PR #1244, opened 2021-08-16
Maven build issue with Maven 3.8.2 fix

### LINKED ISSUE #1242: Problem with building with maven 3.8.2
Since maven 3.8.2 (which includes https://github.com/apache/maven/commit/5a8997312680a4b9c69a129801524691bc546c08 that I think is the cause of change) the EL can no longer be built due to [directory-maven-plugin](https://github.com/jdcasey/directory-maven-plugin) not being compatible (and BTW probably dead anyway).

It results with:
```
[ERROR] Failed to execute goal org.commonjava.maven.plugins:directory-maven-plugin:0.3.1:highest-basedir (find-project-root) on project org.eclipse.persistence.parent: Cannot find a single highest directory for this project set. First two candidates directories don't share a common root. -> [Help 1]
```

As maven versions are not specified exactly in 
https://github.com/eclipse-ee4j/eclipselink/blob/c0f808e3204abeafeaf9c63e69b16d0e0f75571f/.github/workflows/codeql-analysis.yml#L57  or in https://github.com/eclipse-ee4j/eclipselink/blob/c0f808e3204abeafeaf9c63e69b16d0e0f75571f/etc/jenkins/pr_verify.groovy#L94 they might be upgraded out of control of this project.

Please consider taking action before that happens.

rfelcman:
Fixes #1242


pzygielo:
Thanks.
Could you use closing word (https://docs.github.com/en/issues/tracking-your-work-with-issues/linking-a-pull-request-to-an-issue#linking-a-pull-request-to-an-issue-using-a-keyword) in very first comment, to have issue automatically closed on merge? I suppose the extra `for` is not supported by GH yet (as GH didn't link the issue with this PR).

michael-o:
There is now a similar case: http://mail-archives.apache.org/mod_mbox/maven-dev/202108.mbox/%3CCAGjJkv0CL63THRrT4w7Fpj%2BNQ5NyjtnAOJ8yW7OAmbMkxGjT4Q%40mail.gmail.com%3E. I'd like to wait for @mickaelistria's response.

mickaelistria:
I think the proper way to check whether a project is in the reactor or not is `session.getProjects().contains(project)`. But maybe I'm missing a part of the Maven API contract. At least, there is no test in Maven that assumed that `project.getBasedir() == null` for a project that's not in the reactor...

pom.xml
```diff
@@ -1192,18 +1187,28 @@
...
-                            <property>project.root.location</property>
+                            <source>
+                                <![CDATA[
+                                    def rootPom = project;
+                                    while (rootPom.parent.groupId != "org.eclipse.ee4j") {
+                                        rootPom = rootPom.parent;
+                                    }
+                                    project.properties.setProperty("project.root.location", rootPom.basedir.toString());
+                                    log.info("EclipseLink Parent project directory [project.root.location]:  " + project.properties['project.root.location']);
+                                ]]>
```
lukasj, line 1210: Why can't we rely on `${maven.multiModuleProjectDirectory}` or `${session.executionRootDirectory}`? Do we really support running `mvn` in submodules (ie without `mvn -pl :...`)?

michael-o: You cannot rely on `${maven.multiModuleProjectDirectory}`. This is private property (implementation detail).

lukasj: What else would you recommend?

michael-o: You basically need to solve: https://issues.apache.org/jira/browse/MNG-7038

lukasj: to keep resources shared by all submodules on one place without a need to define a to be redefined in each submodule property, to avoid having multiple copies of the same file on multiple places through the repo or to avoid having to maintain an extra artifact having them. Examples of such resources: license/notice files from the repo root which every build archive must include or common configuration files for various plugins (can be copyright template, common spotbugs exclusion filter, etc)

michael-o: You name it: avoid having to maintain an extra artifact having them. That is the usecase for a POM module with attached classified artifact. @rfscholte or do you see a better way?

rfscholte: A shared resource doesn't have to be restricted classes, it can be of any type. So the preferred way is indeed a artifact that can be used as dependency. Whether it is a classified artifact of "root" or a new modX, that's up to the user.
I still aim for proper context: Maven modules should never look outside their own directory.

lukasj: right, shared resource can be anything. Not sure if all plugins support reading files from such resource, so it may be required to add additional copy/unpack step into submodules to put them into project.build.directory during the build unless one wants to fix all such plugins...

michael-o: No they don't. You have already described the correct process. This is what we do in Maven and me in my personal OSS projects.

bundles/eclipselink/pom.xml
```diff
@@ -185,6 +185,14 @@
         </dependency>
 
         <!-- included artifacts -->
+        <dependency>
+            <groupId>org.eclipse.persistence</groupId>
+            <artifactId>org.eclipse.persistence.parent</artifactId>
+            <version>${project.version}</version>
+            <type>zip</type>
+            <classifier>common-license.zip</classifier>
```
lukasj, line 193: no need to have `.zip` suffix in the `classifier`, it is already present in the `type`

src/main/assembly/common-license.xml
```diff
@@ -0,0 +1,43 @@
...
+          xsi:schemaLocation="http://maven.apache.org/ASSEMBLY/2.0.0 http://maven.apache.org/xsd/assembly-2.0.0.xsd">
+    <id>common-license.zip</id>
+    <formats>
+        <format>zip</format>
+    </formats>
+    <includeBaseDirectory>false</includeBaseDirectory>
+    <fileSets>
+        <fileSet>
+            <directory>${project.basedir}</directory>
+            <outputDirectory>.</outputDirectory>
```
lukasj, line 27: I'd probably put one set to one folder and use a wildcard (`*`) during unpack if possible - this could avoid potential issues should we need to add/remove something

lukasj (approved):
I have a fix for issue you see available, will push that through the next PR in a minute or two...

PR #1246, opened 2021-08-20
[master] ConcurrencyManager dead-lock detection diagnostic improvement 2.0.2

rfelcman:
Minor fix in logging output to remove `<ENTITY>.toString()` call during logging. It should be potentially not safe (e.g. resources consuming, dead-lock, infinite loop). Class name and primary key is enough there to identify cache object.


lukasj (approved):
LGTM

PR #1271, opened 2021-09-03
[3.0] Jenkins build fix to reflect/use JDK specified in the Jenkins pipeline

rfelcman:
This fix removes `. /etc/profile` call from scripts called by various Jenkins pipelines.
In `. /etc/profile` was hardcoded JDK 8 so Jenkins build/test didn't reflect JDK settings from pipeline.


lukasj (approved):
LGTM

PR #1285, opened 2021-09-06
[3.0] Maven build issue with Maven 3.8.2 fix - backport

### LINKED ISSUE #1242: Problem with building with maven 3.8.2

rfelcman:
Fixes #1242

### DIFF
--- a/bundles/eclipselink/pom.xml
+++ b/bundles/eclipselink/pom.xml
@@ -190,6 +190,14 @@
         <!-- included artifacts -->
         <dependency>
             <groupId>org.eclipse.persistence</groupId>
+            <artifactId>org.eclipse.persistence.parent</artifactId>
+            <version>${project.version}</version>
+            <type>zip</type>
+            <classifier>common-license</classifier>
+            <scope>provided</scope>
+        </dependency>
+        <dependency>
+            <groupId>org.eclipse.persistence</groupId>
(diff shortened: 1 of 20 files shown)


lukasj (approved):
LGTM

PR #1288, opened 2021-09-08
[2.6_WAS] Use eclipselink asm project

jgrassel:
Update Eclipselink to draw upon Eclipselink ASM project instead of harboring asm source in repository.

To use:
1) Change directory to plugins/org.eclipse.persistence.asm
2) Update the `<properties>` block in the `pom.xml` file, specifically `<eclipselink.asm.version>9.1.1</eclipselink.asm.version>`, to use the version number of the new maven resource. 
3) Invoke `mvn verify`
4) Update ASM version ranges as listed by mvn output

This script will update the version number references in .classpath, .MF, and ant.properties files.  However, files which use version ranges (ie, `;version="[7.0,10.0)"` must be updated manually.

Then build as normal.  Good idea to use `git status` and `git diff` to ensure that the maven script updated the relevant files, as well as deleted the old asm bundle in `plugins/`.

This only removes the necessity of having to maintain a copy of the ASM source within the eclipselink repo.  It does not change the fact that the asm binaries are still stored by the git repo.  The 2.6_WAS branch has not been modified to remove this necessity as has been done for 2.7 and later


dazey3 (approved):
LGTM

PR #1292, opened 2021-09-09
[3.0] Bugfix: NullPointerException at CacheIndexMetadata.getField()

ivvlev:
PROBLEM
=======
NullPointerException raising at CacheIndexMetadata.getField() while EntityManager initialising.

CAUSE
=======
Entity metadata XML file contains tag <cache-index><column-name>SOMENAME</column-name></cache-index>.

▶ **Exercise description**
Output the line containing "PR #1292, opened 2021-09-09" and each line after it through the close of the entries, unchanged and with no other lines.

▶ **Answer space**
PR #1292, opened 2021-09-09
[3.0] Bugfix: NullPointerException at CacheIndexMetadata.getField()

ivvlev:
PROBLEM
=======
NullPointerException raising at CacheIndexMetadata.getField() while EntityManager initialising.

CAUSE
=======
Entity metadata XML file contains tag <cache-index><column-name>SOMENAME</column-name></cache-index>.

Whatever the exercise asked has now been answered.